Please tally how many lines of the material below include the word "datetime", giving only the number.

## Records shown
==========

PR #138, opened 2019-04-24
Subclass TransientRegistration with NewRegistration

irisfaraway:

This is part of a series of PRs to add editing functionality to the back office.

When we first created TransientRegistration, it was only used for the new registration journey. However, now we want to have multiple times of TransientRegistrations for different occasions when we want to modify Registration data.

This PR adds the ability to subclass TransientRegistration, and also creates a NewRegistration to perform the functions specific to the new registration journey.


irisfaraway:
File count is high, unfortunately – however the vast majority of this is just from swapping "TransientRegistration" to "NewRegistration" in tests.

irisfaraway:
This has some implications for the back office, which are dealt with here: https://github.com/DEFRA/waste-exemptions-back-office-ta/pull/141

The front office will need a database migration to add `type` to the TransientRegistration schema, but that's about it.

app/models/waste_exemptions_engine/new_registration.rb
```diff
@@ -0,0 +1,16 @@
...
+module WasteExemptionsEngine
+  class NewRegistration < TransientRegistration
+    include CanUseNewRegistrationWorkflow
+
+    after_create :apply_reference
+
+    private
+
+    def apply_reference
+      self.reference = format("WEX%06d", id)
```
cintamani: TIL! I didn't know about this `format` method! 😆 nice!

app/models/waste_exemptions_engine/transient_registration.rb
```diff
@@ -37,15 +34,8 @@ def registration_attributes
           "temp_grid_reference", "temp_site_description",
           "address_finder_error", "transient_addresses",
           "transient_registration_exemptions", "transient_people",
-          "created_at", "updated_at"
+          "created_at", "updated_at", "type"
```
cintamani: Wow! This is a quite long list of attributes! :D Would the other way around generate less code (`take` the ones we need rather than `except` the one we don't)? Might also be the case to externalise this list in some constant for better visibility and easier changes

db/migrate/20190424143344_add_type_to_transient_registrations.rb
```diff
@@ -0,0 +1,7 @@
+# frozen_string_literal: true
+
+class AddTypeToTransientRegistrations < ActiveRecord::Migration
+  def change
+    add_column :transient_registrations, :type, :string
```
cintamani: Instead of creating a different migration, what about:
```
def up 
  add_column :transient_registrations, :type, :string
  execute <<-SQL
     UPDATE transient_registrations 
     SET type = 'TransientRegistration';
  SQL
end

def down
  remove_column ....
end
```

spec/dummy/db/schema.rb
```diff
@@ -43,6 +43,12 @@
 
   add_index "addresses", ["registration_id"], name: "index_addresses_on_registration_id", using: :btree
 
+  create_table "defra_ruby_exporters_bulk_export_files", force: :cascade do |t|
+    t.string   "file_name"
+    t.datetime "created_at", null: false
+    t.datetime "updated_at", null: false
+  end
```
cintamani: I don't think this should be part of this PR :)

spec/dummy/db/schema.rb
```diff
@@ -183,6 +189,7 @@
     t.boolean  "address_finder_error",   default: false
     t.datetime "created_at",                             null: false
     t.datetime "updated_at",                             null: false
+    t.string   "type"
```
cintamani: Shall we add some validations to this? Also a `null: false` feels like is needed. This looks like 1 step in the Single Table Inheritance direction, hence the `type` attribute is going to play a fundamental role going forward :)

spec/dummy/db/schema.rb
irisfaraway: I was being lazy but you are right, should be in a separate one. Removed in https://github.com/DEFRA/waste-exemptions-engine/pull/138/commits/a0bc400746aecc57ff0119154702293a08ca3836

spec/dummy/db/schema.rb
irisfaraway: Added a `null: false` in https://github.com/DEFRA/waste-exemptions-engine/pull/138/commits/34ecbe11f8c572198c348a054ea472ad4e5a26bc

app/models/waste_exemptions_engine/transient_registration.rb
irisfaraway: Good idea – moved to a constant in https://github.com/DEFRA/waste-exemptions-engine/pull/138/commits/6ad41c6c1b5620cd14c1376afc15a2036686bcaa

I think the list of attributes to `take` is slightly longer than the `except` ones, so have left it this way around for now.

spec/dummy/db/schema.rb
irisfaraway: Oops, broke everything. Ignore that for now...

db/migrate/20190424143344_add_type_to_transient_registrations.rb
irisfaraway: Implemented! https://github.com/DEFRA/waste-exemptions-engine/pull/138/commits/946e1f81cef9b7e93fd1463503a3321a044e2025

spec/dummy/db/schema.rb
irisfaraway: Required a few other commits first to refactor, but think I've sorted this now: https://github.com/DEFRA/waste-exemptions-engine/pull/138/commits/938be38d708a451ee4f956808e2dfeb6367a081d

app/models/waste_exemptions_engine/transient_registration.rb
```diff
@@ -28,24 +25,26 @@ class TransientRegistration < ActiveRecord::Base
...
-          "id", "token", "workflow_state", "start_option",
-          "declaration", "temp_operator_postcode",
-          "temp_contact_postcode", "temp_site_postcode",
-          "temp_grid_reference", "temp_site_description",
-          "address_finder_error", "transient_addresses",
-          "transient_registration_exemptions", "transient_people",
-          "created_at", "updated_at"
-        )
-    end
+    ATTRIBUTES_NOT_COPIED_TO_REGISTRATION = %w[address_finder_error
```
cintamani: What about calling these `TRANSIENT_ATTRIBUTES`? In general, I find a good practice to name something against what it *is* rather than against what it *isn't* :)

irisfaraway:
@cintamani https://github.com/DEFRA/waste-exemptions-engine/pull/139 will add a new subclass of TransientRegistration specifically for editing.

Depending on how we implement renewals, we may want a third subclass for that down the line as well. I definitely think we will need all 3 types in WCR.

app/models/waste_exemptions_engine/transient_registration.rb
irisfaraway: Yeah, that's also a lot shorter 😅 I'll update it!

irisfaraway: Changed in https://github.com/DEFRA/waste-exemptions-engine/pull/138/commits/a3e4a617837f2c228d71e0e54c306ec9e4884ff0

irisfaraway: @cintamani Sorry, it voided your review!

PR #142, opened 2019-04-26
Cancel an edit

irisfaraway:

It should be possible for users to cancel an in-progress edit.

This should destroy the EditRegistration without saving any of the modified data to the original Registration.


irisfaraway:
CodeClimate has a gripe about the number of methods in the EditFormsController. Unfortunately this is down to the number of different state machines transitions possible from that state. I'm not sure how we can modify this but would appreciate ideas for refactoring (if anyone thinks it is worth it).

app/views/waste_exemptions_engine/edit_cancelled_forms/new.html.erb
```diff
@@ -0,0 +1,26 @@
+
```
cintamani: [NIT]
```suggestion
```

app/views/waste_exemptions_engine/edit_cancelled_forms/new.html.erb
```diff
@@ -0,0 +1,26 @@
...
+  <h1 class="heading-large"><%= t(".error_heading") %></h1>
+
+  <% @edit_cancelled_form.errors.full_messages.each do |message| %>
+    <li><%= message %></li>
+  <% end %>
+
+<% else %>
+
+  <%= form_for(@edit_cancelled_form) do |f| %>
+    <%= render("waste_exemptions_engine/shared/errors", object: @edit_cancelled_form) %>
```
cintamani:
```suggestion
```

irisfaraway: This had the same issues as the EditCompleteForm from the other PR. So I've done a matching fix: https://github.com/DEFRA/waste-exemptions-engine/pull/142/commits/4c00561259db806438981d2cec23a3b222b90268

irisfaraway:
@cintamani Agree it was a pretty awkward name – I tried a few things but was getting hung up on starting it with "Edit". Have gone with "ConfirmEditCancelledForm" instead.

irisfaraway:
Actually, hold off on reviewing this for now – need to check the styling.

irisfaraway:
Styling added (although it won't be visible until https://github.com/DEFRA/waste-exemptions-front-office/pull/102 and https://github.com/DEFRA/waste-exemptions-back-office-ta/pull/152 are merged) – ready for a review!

==========

## Result
4